PROBLEM TO WORK ON:
Work out the number of lines in the records that include the word "approach"; reply with that number alone.

* * * * * * *

PR #2814, opened 2023-12-26
Share peers between syncing strategies

dmitry-markin:
Introduce the ability to share peers between syncing strategies and reserve them for requests. This is needed to run `GapSync` as a separate strategy, and, ultimately, run Sync 2.0 alongside with `ChainSync`.


paritytech-cicd-pr:
**Job name**: cargo-clippy
**Logs**: https://gitlab.parity.io/parity/mirrors/polkadot-sdk/-/jobs/4806947

substrate/client/network/sync/src/strategy.rs
```diff
@@ -71,6 +72,74 @@ pub struct SyncingConfig {
...
+	fn remove_peer(&self, peer_id: &PeerId) {
+		self.peers.lock().remove(peer_id);
+	}
+
+	fn available_peers(&self) -> Vec<PeerId> {
+		self.peers
+			.lock()
+			.iter()
+			.filter_map(
+				|(peer_id, status)| if status.is_available() { Some(*peer_id) } else { None },
```
altonen, line 105:
```suggestion
				|(peer_id, status)| status.is_available().then_some(*peer_id),
```

substrate/client/network/sync/src/strategy.rs
```diff
@@ -264,114 +350,145 @@ where
...
 	pub fn num_downloaded_blocks(&self) -> usize {
-		match self {
-			SyncingStrategy::WarpSyncStrategy(_) => 0,
-			SyncingStrategy::StateSyncStrategy(_) => 0,
-			SyncingStrategy::ChainSyncStrategy(strategy) => strategy.num_downloaded_blocks(),
+		if let Some(ref chain_sync) = self.chain_sync {
+			chain_sync.num_downloaded_blocks()
+		} else {
+			0
 		}
```
altonen, line 414:
```suggestion
        self.chain_sync.map_or(0, |chain_sync| chain_sync.num_downloaded_blocks())
```

substrate/client/network/sync/src/strategy.rs
```diff
@@ -264,114 +350,145 @@ where
...
 	pub fn num_sync_requests(&self) -> usize {
-		match self {
-			SyncingStrategy::WarpSyncStrategy(_) => 0,
-			SyncingStrategy::StateSyncStrategy(_) => 0,
-			SyncingStrategy::ChainSyncStrategy(strategy) => strategy.num_sync_requests(),
+		if let Some(ref chain_sync) = self.chain_sync {
+			chain_sync.num_sync_requests()
+		} else {
+			0
 		}
```
altonen, line 423:
```suggestion
        self.chain_sync.map_or(0, |chain_sync| chain_sync.num_sync_requests())
```

substrate/client/network/sync/src/strategy/chain_sync.rs
```diff
@@ -468,130 +475,159 @@ where
...
+				best_hash,
+				best_number,
+				state: PeerSyncState::New,
+			},
+		);
 	}
 
-	#[must_use]
-	fn add_peer_inner(
+	fn handle_new_peers(
```
altonen, line 490: Documentation

substrate/client/network/sync/src/strategy/chain_sync.rs
```diff
@@ -1330,16 +1369,11 @@ where
...
-				// update the request if the new one is available
-				Ok(Some(request)) => ChainSyncAction::SendBlockRequest { peer_id, request },
-				// this implies that we need to drop pending response from the peer
-				Err(bad_peer) => ChainSyncAction::DropPeer(bad_peer),
-			};
+			self.add_peer(peer_id, p.best_hash, p.best_number);
 
-			self.actions.push(action);
+			// since the request is not a justification, remove it from pending responses
+			// TODO: check `PeerSyncState`?
```
altonen, line 1375: ?

substrate/client/network/sync/src/strategy/chain_sync.rs
```diff
@@ -1535,98 +1572,149 @@ where
...
-						if queue.contains(hash) {
-							BlockStatus::Queued
+		self.peer_pool
+			.available_peers()
+			.into_iter()
+			.filter_map(|peer_id| {
+				if let Some(peer) = self.peers.get_mut(&peer_id) {
+					if !peer.state.is_available() || !allowed_requests.contains(&peer_id) {
+						return None
+					}
```
altonen, line 1583: This check should not be needed if it's iterating over available peers

substrate/client/network/sync/src/strategy/chain_sync.rs
```diff
@@ -1649,13 +1737,34 @@ where
...
-				if peer.state.is_available() && peer.common_number >= sync.target_number() {
-					peer.state = PeerSyncState::DownloadingState;
-					let request = sync.next_request();
-					trace!(target: LOG_TARGET, "New StateRequest for {}: {:?}", id, request);
-					self.allowed_requests.clear();
-					return Some((*id, OpaqueStateRequest(Box::new(request))))
+			for peer_id in self.peer_pool.available_peers() {
+				if let Some(peer) = self.peers.get_mut(&peer_id) {
+					if peer.state.is_available() && peer.common_number >= sync.target_number() {
+						if self.peer_pool.try_reserve_peer(&peer_id) {
```
altonen, line 1743: Same here, this should not be possible/it shouldn't be necessary to check that a peer is available in two different places.

substrate/client/network/sync/src/strategy/warp.rs
```diff
@@ -464,12 +474,30 @@ where
...
+			// Find a random available peer that is synced as much as peer majority and is above
 			// `min_best_number`.
-			for (peer_id, peer) in self.peers.iter_mut() {
-				if peer.state.is_available() && peer.best_number >= threshold {
-					peer.state = new_state;
-					return Some(*peer_id)
+			for peer_id in self.peer_pool.available_peers() {
+				if let Some(peer) = self.peers.get_mut(&peer_id) {
+					if peer.state.is_available() && peer.best_number >= threshold {
+						if self.peer_pool.try_reserve_peer(&peer_id) {
```
altonen, line 482: I think this iterating over available peers/reserving a peer has to be refactored. The availability state of a peer should be stored in one place (`PeerPool`) and `try_reserve_peer()` should just be `reserved_peer()` and made infallible. I was playing around with some code that would allow doing that with an iterator but it went nowhere because of the `MutexGuard` we hold.

I think there are two ways to fix this. `PeerPool` has an explicit `lock()` function and each strategy locks it when it wants to query next available peer. This way you can iterate over `PeerPool`s available peers, check whether the next peer satisfies the best number check and if it does, `reserved_peer()` *always* succeeds in reserving the peer since we hold a lock.

Another way, which I think might be worth exploring, is storing some additional state to `PeerPool` which is utilized by all strategies (such as the best number) and then having a function `reserve_next_available_peer(target: B::Number) -> Option<PeerId>` which iterates over all available peers and tries to find a peer whose `best_number > target`, reserves it and returns its `PeerId`. Whether the idea of storing additional information to `PeerPool` is too leaky remains to be seen.

Making `try_reserve_peer()` infallible would make much of the related code cleaner and technically (with Sync 2.0 in mind) failing to reserve a peer which was just previously iterated over as an available peer is not worth a `debug_assert!()` because Sync 1.0 and 2.0 might iterate over the available peers at the same time and try to reserve the same peer, only one succeeding so there should be a way to retry and not crash.

paritytech-cicd-pr:
**Logs**: https://gitlab.parity.io/parity/mirrors/polkadot-sdk/-/jobs/4912205

paritytech-cicd-pr:
**Job name**: cargo-clippy
**Logs**: https://gitlab.parity.io/parity/mirrors/polkadot-sdk/-/jobs/4912169

paritytech-cicd-pr:
**Job name**: cargo-clippy
**Logs**: https://gitlab.parity.io/parity/mirrors/polkadot-sdk/-/jobs/4918136

substrate/client/network/sync/src/strategy.rs
dmitry-markin: Unfortunately, `map()` consumes `self`, so this won't work. The closest possible solution is probably converting option into iterator, but it's quite ugly and would be even uglier if you need not only to call a function, but return a result.

paritytech-cicd-pr:
**Job name**: cargo-clippy
**Logs**: https://gitlab.parity.io/parity/mirrors/polkadot-sdk/-/jobs/4919365

substrate/client/network/sync/src/strategy.rs
altonen: what about `self.chain_sync.as_ref().map()`?

substrate/client/network/sync/src/strategy/chain_sync.rs
dmitry-markin: Not every `PeerSyncState` state has an associated pending response. On the other hand, removing pending response when there is actually no active one is harmless, so to not complicate the code I think we don't have to check `PeerSyncState`.

paritytech-cicd-pr:
**Job name**: cargo-clippy
**Logs**: https://gitlab.parity.io/parity/mirrors/polkadot-sdk/-/jobs/4920046

paritytech-cicd-pr:
**Logs**: https://gitlab.parity.io/parity/mirrors/polkadot-sdk/-/jobs/5063312

paritytech-cicd-pr:
**Logs**: https://gitlab.parity.io/parity/mirrors/polkadot-sdk/-/jobs/5063313

substrate/client/network/sync/src/strategy/warp.rs
dmitry-markin: I followed the first approach, as different strategies use different approaches for peer selection. For example, `ChainSync` selects peers in a completely different way than warp & state sync.

substrate/client/network/sync/src/strategy/state.rs
```diff
@@ -304,10 +306,21 @@ impl<B: BlockT> StateStrategy<B> {
...
+					peer.state = new_state;
+					return Some(*peer_id)
+				}
+			} else {
+				warn!(
+					target: LOG_TARGET,
+					"State inconsistency: peer {peer_id} is in the pool of connected peers, \
+					 but not known to `StateStrategy`.",
+				);
+				debug_assert!(false);
```
altonen, line 323: What about flipping testing the other way: this code iterates over its peers, check if a peer satisfies `peer.best_number >= threshold` and then it calls `PeerPool::try_reserve_peer()` and if returns true, the peer is reserved and if returns false, it continues to the next peer. I think it would clean up this code and would hold the lock only while trying to reserve a peer.

substrate/client/network/sync/src/strategy/warp.rs
```diff
@@ -487,12 +492,23 @@ where
...
 		let median = targets[targets.len() / 2];
 		let threshold = std::cmp::max(median, min_best_number.unwrap_or(Zero::zero()));
-		// Find a random peer that is synced as much as peer majority and is above
+		// Find a random available peer that is synced as much as peer majority and is above
 		// `min_best_number`.
-		for (peer_id, peer) in self.peers.iter_mut() {
-			if peer.state.is_available() && peer.best_number >= threshold {
-				peer.state = new_state;
-				return Some(*peer_id)
+		for mut available_peer in self.peer_pool.lock().available_peers() {
```
altonen, line 497: same here

substrate/client/network/sync/src/strategy/state.rs
```diff
@@ -751,4 +868,6 @@ mod test {
 		// No more actions generated.
 		assert_eq!(state_strategy.actions().count(), 0);
 	}
+
+	// TODO: test that peers are freed from `PeerPool` when responses are received.
```
altonen, line 872: todo

substrate/client/network/sync/src/strategy/chain_sync.rs
```diff
@@ -468,130 +476,160 @@ where
...
+								}),
+								Some(ancestry_request::<B>(common_best)),
+							)
+						} else {
+							trace!(
+								target: LOG_TARGET,
+								"`ChainSync` is aware of a new peer {peer_id} with unknown best \
+								 hash {best_hash} ({best_number}), but can't start ancestry search \
+								 as the peer is reserved by another syncing strategy.",
+							);
```
altonen, line 587: The peer might also not exist in `PeerPool`?

substrate/client/network/sync/src/strategy/chain_sync.rs
```diff
@@ -468,130 +476,160 @@ where
...
+				best_number,
+				state: PeerSyncState::New,
+			},
+		);
 	}
 
-	#[must_use]
-	fn add_peer_inner(
+	/// Process new peers assigning proper states and initiating requests.
+	fn handle_new_peers(
```
altonen, line 492: It's unclear to me why this function is needed and why can't the new peers be handled in `ChainSync::block_requests()`

substrate/client/network/sync/src/strategy/chain_sync.rs
```diff
@@ -1312,34 +1353,35 @@ where
...
+					self.add_peer(peer_id, peer_sync.best_hash, peer_sync.best_number);
+				},
+				PeerSyncState::AncestorSearch { .. } |
+				PeerSyncState::DownloadingNew(_) |
+				PeerSyncState::DownloadingStale(_) |
+				PeerSyncState::DownloadingGap(_) |
+				PeerSyncState::DownloadingState => {
+					self.add_peer(peer_id, peer_sync.best_hash, peer_sync.best_number);
+					self.actions.push(ChainSyncAction::CancelRequest { peer_id });
+					self.peer_pool.lock().free_peer(&peer_id);
```
altonen, line 1368: I wonder if here's a race condition. The peer is immediately freed but the cancellation is postponed until `SyncingEngine` processes the event so if some other strategy selects the peer while the request hasn't been canceled, it could result in two in-flight requests. Maybe the strategy/`SyncingStrategy` should be notified by `SyncingEngine` once the request is actually canceled so that freeing the peer is safe.

altonen (commented):
Did a first pass and left some comments but I will have to go over it again.

I'm not super excited about `peer_best_blocks` or of the fact that we store peers both in `PeerPool` and in each strategy and then deal with all the possible inconsistencies that follow from that on runtime. Ideally `PeerPool` would store strategy-specific data but I don't know how feasible that is and I'll do some testing. I also think we may experience yet unknown issues if `GapSync`, `ChainSync` and `Sync2`, or whatever its name will be, have independent (and potentially differing) views of peers. If peer best and common number were stored in `PeerPool`, all strategies could query and update them and we'd get rid of `peer_best_blocks`. What do you think?

I also think `allowed_requests` has to go because `ChainSync` is now checking the availability of a peer three times and the likelyhood that at one point during future refactorings one of them will go out of sync with the others is non-zero.

substrate/client/network/sync/src/strategy.rs
```diff
@@ -92,15 +94,68 @@ pub enum SyncingAction<B: BlockT> {
...
-	StateSyncStrategy(StateStrategy<B>),
-	ChainSyncStrategy(ChainSync<B, Client>),
+pub struct SyncingStrategy<B: BlockT, Client> {
+	config: SyncingConfig,
+	client: Arc<Client>,
+	warp: Option<WarpSync<B, Client>>,
+	state: Option<StateStrategy<B>>,
+	chain_sync: Option<ChainSync<B, Client>>,
+	peer_pool: Arc<Mutex<PeerPool>>,
+	peer_best_blocks: HashMap<PeerId, (B::Hash, NumberFor<B>)>,
```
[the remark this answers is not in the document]
dmitry-markin: It's needed to seed the peers when switching between the strategies. Otherwise, for example, the state strategy won't be aware of the best hash/number (and won't know what peer to request a state from) until the block announcement is received from a peer.

substrate/client/network/sync/src/strategy/chain_sync.rs
```diff
@@ -468,130 +476,160 @@ where
...
-			Err(bad_peer) => self.actions.push(ChainSyncAction::DropPeer(bad_peer)),
-		}
+		self.peers.insert(
+			peer_id,
+			PeerSync {
+				peer_id,
+				common_number: Zero::zero(),
+				best_hash,
+				best_number,
+				state: PeerSyncState::New,
```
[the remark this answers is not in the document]
dmitry-markin: A new peer and an `Available` peer are handled differently in the code, and the idea was to postpone peer initialization that can lead to requests (`handle_new_peers()`) until `actions()`, so that we can call strategies in the specific order and implement the priorities of reserving the peers (e.g., Sync 2.0, then `ChainSync`, then `GapSync`).

substrate/client/network/sync/src/strategy/chain_sync.rs
dmitry-markin: I'll look if this can be simplified.

substrate/client/network/sync/src/strategy/chain_sync.rs
dmitry-markin: That's possible only due to logic error in the code, as the peers are added to the strategies and `PeerPool` at the same time.

substrate/client/network/sync/src/strategy/state.rs
dmitry-markin: We can do that, but now it doesn't make a big difference as requests are generated after `select!` in `SyncingEngine` where all the strategies are called serially, so the lock is always available.

substrate/client/network/sync/src/strategy/state.rs
dmitry-markin: Actually already resolved.

dmitry-markin, line 872:
```suggestion
```

substrate/client/network/sync/src/extra_requests.rs
```diff
@@ -17,17 +17,17 @@
 // along with this program. If not, see <https://www.gnu.org/licenses/>.
 
 use crate::{
-	request_metrics::Metrics,
-	strategy::chain_sync::{PeerSync, PeerSyncState},
-	LOG_TARGET,
+	peer_pool::PeerPool, request_metrics::Metrics, strategy::chain_sync::PeerSync, LOG_TARGET,
```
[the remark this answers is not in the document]
altonen: Yes I know you haven't named this and the original comment came out maybe a bit too harsh, sorry about that.

Maybe the file could be called `justification_requests.rs` with an explanation at the top of the file mentioning why this extra piece of code is needed to handle justifications?

substrate/client/network/sync/src/strategy/state.rs
altonen: Would get rid of this `else` branch with `debug_assert!(false)` though

substrate/client/network/sync/src/strategy/chain_sync.rs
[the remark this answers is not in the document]
altonen: But `ChainSync::block_requests()` is also only called in `ChainSync::actions()` so is it not possible to insert the new peers as `PeerState::Available` and then deal with all peers the same way?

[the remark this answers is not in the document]
dmitry-markin: I will need to look into this, as new peers are put into ancestry search state by default, and `ChainSync::block_requests()` deals with peers for which we already know the common number. May be we can simplify it, but it's not instantly obvious.

substrate/client/network/sync/src/strategy.rs
```diff
@@ -123,37 +178,59 @@ where
...
-				strategy.add_peer(peer_id, best_hash, best_number),
-		}
+		self.peer_pool.lock().add_peer(peer_id);
+		self.peer_best_blocks.insert(peer_id, (best_hash, best_number));
+
+		self.warp.iter_mut().for_each(|s| s.add_peer(peer_id, best_hash, best_number));
+		self.state.iter_mut().for_each(|s| s.add_peer(peer_id, best_hash, best_number));
+		self.chain_sync
+			.iter_mut()
+			.for_each(|s| s.add_peer(peer_id, best_hash, best_number));
```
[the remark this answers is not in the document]
dmitry-markin: Fixed

substrate/client/network/sync/src/strategy.rs
```diff
@@ -264,226 +337,205 @@ where
...
+			chain_sync.report_metrics();
+		}
+	}
+
+	/// Let `WarpSync` know about target block header
+	pub fn set_warp_sync_target_block_header(
+		&mut self,
+		target_header: B::Header,
+	) -> Result<(), ()> {
+		if let Some(ref mut warp) = self.warp {
```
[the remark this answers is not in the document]
dmitry-markin: Fixed

substrate/client/network/sync/src/strategy.rs
```diff
@@ -264,226 +337,205 @@ where
...
+						Ok(chain_sync) => chain_sync,
+						Err(e) => {
+							error!(target: LOG_TARGET, "Failed to start `ChainSync`.");
+							return Err(e)
+						},
+					};
+					// Let `ChainSync` know about connected peers.
+					self.peer_best_blocks.iter().for_each(|(peer_id, (best_hash, best_number))| {
+						chain_sync.add_peer(*peer_id, *best_hash, *best_number)
+					});
```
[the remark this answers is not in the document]
dmitry-markin: Done

paritytech-cicd-pr:
**Job name**: cargo-clippy
**Logs**: https://gitlab.parity.io/parity/mirrors/polkadot-sdk/-/jobs/5088674

substrate/client/network/sync/src/strategy/chain_sync.rs
```diff
@@ -690,6 +728,7 @@ where
 				blocks.reverse()
 			}
 			self.allowed_requests.add(peer_id);
```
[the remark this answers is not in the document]
dmitry-markin: We can't remove `allowed_requests` yet, as they are used to block block requests when downloading state during fast sync. It should be safe to get rid of them once we refactor fast sync into a sequence of `ChainSync` -> `State` -> `ChainSync` strategies. You can argue that we can already replace `allowed_requests` with a simple switch, but I'd rather keep them as they are as the logic of masking peers during block request is also not obvious to me (and probably buggy), so IMO it's safer to address this separately.

substrate/client/network/sync/src/extra_requests.rs
```diff
@@ -288,6 +288,7 @@ impl<'a, B: BlockT> Matcher<'a, B> {
 	pub(crate) fn next(
 		&mut self,
 		peers: &HashMap<PeerId, PeerSync<B>>,
+		peer_pool: &Arc<Mutex<PeerPool>>,
```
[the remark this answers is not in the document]
dmitry-markin: I don't think `RwLock` makes sense here, as we are mostly interested in reserving peers, so read access is not prevalent.

substrate/client/network/sync/src/strategy/state.rs
dmitry-markin: Done

substrate/client/network/sync/src/strategy/chain_sync.rs
dmitry-markin: It's even worse than that. When another strategy initiates the request, the old one is automatically dropped. And when we finally cancel the request, we can cancel a legitimate request of another strategy.

I'm not super happy with any kind of ACKing and bookkeeping, but it looks like we need to keep track of pending cancellations in every strategy and free peers in `PeerPool` when something like `on_request_cancelled()` is heard from `SyncingEngine`.

altonen: Is there a reason why pending cancellations couldn't be stored in `SyncingStrategy` and once the request has been canceled, `SyncingEngine` calls `SyncingStrategy` which releases the peer?

dmitry-markin: This means intercepting request cancellation actions in `SyncingStrategy` on their way to `SyncingEngine`. Not the best design ever, but this is probably better then dealing with it in every strategy.

altonen: If we store peer's best and common blocks in `PeerPool`, we'd get rid of `peer_best_blocks`, allow `SyncingEngine` to replace its `HashMap<PeerId, Peer<B>>` with `PeerPool` and also allow it to free the peer once the request is canceled.

But now that I'm thinking this whole approach again, is there any fundamental reason why `GapSync` and `ChainSync` couldn't send a request to the same peer at the same time? I believe this limitation only applies to the sending end, namely the strategies, and made sense before when everything was one state machine. The request handlers shouldn't care how many requests from the same peer are in the queue. If `GapSync` and `ChainSync` are separate, is there a valid reason why they couldn't send simultaneous requests to a peer? We must ascertain that two copies of the same request are not sent because that'd get us banned, implying an existence of some kind of `PeerPool` for shared data, but is there a reason why they couldn't send two different requests at the same time? So the limitation of one request per peer still applies but now it's per strategy.

dmitry-markin: > is there any fundamental reason why GapSync and ChainSync couldn't send a request to the same peer at the same time?

Valid point, there is nothing in the block request handler that forbids "simultaneous" requests. But if we get rid of the global `PeerPool`, we'll need to introduce a way to cancel specific requests, as otherwise strategies could cancel requests of each other.

altonen: Each strategy could be identified by a unique key and when strategy returns `StrategyAction::SendRequest { PeerId, Request }`, `SyncingStrategy` would convert it to `SyncingAction::SendRequest { PeerId, Key, Request }` and `PendingResponses` would keep track of responses with `(PeerId, Key)`.

dmitry-markin: Yes, that's what I had in mind.

substrate/client/network/sync/src/strategy/chain_sync.rs
```diff
@@ -468,130 +489,160 @@ where
...
-						best_hash,
-						best_number,
-						state: PeerSyncState::Available,
-					},
-				);
-				self.allowed_requests.add(&peer_id);
-				Ok(None)
-			},
-		}
+					self.allowed_requests.add(&peer_id);
```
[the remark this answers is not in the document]
dmitry-markin: I don't completely understand the logic behind it too, it looks like the only useful thing it's doing is blocking block request during state download in fast sync.

substrate/client/network/sync/src/strategy/chain_sync.rs
```diff
@@ -1649,13 +1724,27 @@ where
...
-				if peer.state.is_available() && peer.common_number >= sync.target_number() {
-					peer.state = PeerSyncState::DownloadingState;
-					let request = sync.next_request();
-					trace!(target: LOG_TARGET, "New StateRequest for {}: {:?}", id, request);
-					self.allowed_requests.clear();
-					return Some((*id, OpaqueStateRequest(Box::new(request))))
+			for mut available_peer in self.peer_pool.lock().available_peers() {
+				let peer_id = available_peer.peer_id();
+				if let Some(peer) = self.peers.get_mut(&peer_id) {
+					if peer.state.is_available() && peer.common_number >= sync.target_number() {
```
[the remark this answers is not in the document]
dmitry-markin: Yes, should not be needed.

dmitry-markin:
@skunert Thanks for reviewing the PR, but I'm about to publish another one that should completely supersede it. So, please don't spend more time on reviewing this one for now.

dmitry-markin:
Closing in favor of https://github.com/paritytech/polkadot-sdk/pull/3224.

* * * * * * *

YOUR RESPONSE:
2